[[ Data provided, beginning ]]

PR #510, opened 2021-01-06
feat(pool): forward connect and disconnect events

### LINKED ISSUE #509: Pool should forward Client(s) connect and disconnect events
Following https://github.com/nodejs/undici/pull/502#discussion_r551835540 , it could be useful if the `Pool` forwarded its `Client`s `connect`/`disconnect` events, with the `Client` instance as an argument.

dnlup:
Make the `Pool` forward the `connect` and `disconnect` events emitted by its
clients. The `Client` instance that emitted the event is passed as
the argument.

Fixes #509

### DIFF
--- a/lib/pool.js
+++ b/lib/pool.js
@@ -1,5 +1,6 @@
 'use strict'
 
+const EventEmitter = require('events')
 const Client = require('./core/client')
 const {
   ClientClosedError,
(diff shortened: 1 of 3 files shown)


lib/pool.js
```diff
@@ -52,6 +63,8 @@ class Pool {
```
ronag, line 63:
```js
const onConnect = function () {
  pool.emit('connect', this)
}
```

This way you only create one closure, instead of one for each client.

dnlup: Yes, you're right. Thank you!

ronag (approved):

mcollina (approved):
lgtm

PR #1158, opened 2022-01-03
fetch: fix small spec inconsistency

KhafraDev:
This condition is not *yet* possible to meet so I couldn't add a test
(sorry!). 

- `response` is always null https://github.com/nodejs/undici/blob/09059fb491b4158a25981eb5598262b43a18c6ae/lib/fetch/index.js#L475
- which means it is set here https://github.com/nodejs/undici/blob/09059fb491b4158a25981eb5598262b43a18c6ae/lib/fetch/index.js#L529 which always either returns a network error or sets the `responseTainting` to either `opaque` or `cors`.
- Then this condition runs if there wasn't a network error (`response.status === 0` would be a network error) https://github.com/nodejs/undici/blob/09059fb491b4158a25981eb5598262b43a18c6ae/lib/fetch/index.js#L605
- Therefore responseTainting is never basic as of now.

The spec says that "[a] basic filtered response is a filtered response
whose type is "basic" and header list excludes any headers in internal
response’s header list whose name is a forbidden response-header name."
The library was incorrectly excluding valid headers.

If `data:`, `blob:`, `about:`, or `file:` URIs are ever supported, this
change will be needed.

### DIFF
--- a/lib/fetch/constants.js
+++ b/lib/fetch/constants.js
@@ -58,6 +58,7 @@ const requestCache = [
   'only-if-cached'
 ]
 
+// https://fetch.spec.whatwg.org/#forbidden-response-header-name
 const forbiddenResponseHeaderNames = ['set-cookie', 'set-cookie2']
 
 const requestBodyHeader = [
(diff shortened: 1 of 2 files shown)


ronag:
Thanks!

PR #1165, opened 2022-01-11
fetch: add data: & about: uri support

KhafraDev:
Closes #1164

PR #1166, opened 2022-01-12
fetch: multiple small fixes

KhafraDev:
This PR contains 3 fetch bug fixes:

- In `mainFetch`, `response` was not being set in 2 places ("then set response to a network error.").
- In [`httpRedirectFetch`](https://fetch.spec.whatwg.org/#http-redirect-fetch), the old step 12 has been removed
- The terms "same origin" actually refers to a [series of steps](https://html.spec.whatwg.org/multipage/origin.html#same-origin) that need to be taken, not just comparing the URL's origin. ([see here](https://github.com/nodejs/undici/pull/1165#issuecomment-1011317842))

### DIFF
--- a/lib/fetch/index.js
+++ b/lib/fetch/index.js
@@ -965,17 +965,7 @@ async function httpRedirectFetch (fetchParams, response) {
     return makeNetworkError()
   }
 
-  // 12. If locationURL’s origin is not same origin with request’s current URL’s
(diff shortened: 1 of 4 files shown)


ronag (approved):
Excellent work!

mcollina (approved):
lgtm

[[ Data provided, end ]]

Instructions for the task -
The records above must be repeated exactly, in their entirety.

Result below -
PR #510, opened 2021-01-06
feat(pool): forward connect and disconnect events

### LINKED ISSUE #509: Pool should forward Client(s) connect and disconnect events
Following https://github.com/nodejs/undici/pull/502#discussion_r551835540 , it could be useful if the `Pool` forwarded its `Client`s `connect`/`disconnect` events, with the `Client` instance as an argument.

dnlup:
Make the `Pool` forward the `connect` and `disconnect` events emitted by its
clients. The `Client` instance that emitted the event is passed as
the argument.

Fixes #509

### DIFF
--- a/lib/pool.js
+++ b/lib/pool.js
@@ -1,5 +1,6 @@
 'use strict'
 
+const EventEmitter = require('events')
 const Client = require('./core/client')
 const {
   ClientClosedError,
(diff shortened: 1 of 3 files shown)


lib/pool.js
```diff
@@ -52,6 +63,8 @@ class Pool {
```
ronag, line 63:
```js
const onConnect = function () {
  pool.emit('connect', this)
}
```

This way you only create one closure, instead of one for each client.

dnlup: Yes, you're right. Thank you!

ronag (approved):

mcollina (approved):
lgtm

PR #1158, opened 2022-01-03
fetch: fix small spec inconsistency

KhafraDev:
This condition is not *yet* possible to meet so I couldn't add a test
(sorry!). 

- `response` is always null https://github.com/nodejs/undici/blob/09059fb491b4158a25981eb5598262b43a18c6ae/lib/fetch/index.js#L475
- which means it is set here https://github.com/nodejs/undici/blob/09059fb491b4158a25981eb5598262b43a18c6ae/lib/fetch/index.js#L529 which always either returns a network error or sets the `responseTainting` to either `opaque` or `cors`.
- Then this condition runs if there wasn't a network error (`response.status === 0` would be a network error) https://github.com/nodejs/undici/blob/09059fb491b4158a25981eb5598262b43a18c6ae/lib/fetch/index.js#L605
- Therefore responseTainting is never basic as of now.

The spec says that "[a] basic filtered response is a filtered response
whose type is "basic" and header list excludes any headers in internal
response’s header list whose name is a forbidden response-header name."
The library was incorrectly excluding valid headers.

If `data:`, `blob:`, `about:`, or `file:` URIs are ever supported, this
change will be needed.

### DIFF
--- a/lib/fetch/constants.js
+++ b/lib/fetch/constants.js
@@ -58,6 +58,7 @@ const requestCache = [
   'only-if-cached'
 ]
 
+// https://fetch.spec.whatwg.org/#forbidden-response-header-name
 const forbiddenResponseHeaderNames = ['set-cookie', 'set-cookie2']
 
 const requestBodyHeader = [
(diff shortened: 1 of 2 files shown)


ronag:
Thanks!

PR #1165, opened 2022-01-11
fetch: add data: & about: uri support

KhafraDev:
Closes #1164

PR #1166, opened 2022-01-12
fetch: multiple small fixes

KhafraDev:
This PR contains 3 fetch bug fixes:

- In `mainFetch`, `response` was not being set in 2 places ("then set response to a network error.").
- In [`httpRedirectFetch`](https://fetch.spec.whatwg.org/#http-redirect-fetch), the old step 12 has been removed
- The terms "same origin" actually refers to a [series of steps](https://html.spec.whatwg.org/multipage/origin.html#same-origin) that need to be taken, not just comparing the URL's origin. ([see here](https://github.com/nodejs/undici/pull/1165#issuecomment-1011317842))

### DIFF
--- a/lib/fetch/index.js
+++ b/lib/fetch/index.js
@@ -965,17 +965,7 @@ async function httpRedirectFetch (fetchParams, response) {
     return makeNetworkError()
   }
 
-  // 12. If locationURL’s origin is not same origin with request’s current URL’s
(diff shortened: 1 of 4 files shown)


ronag (approved):
Excellent work!

mcollina (approved):
lgtm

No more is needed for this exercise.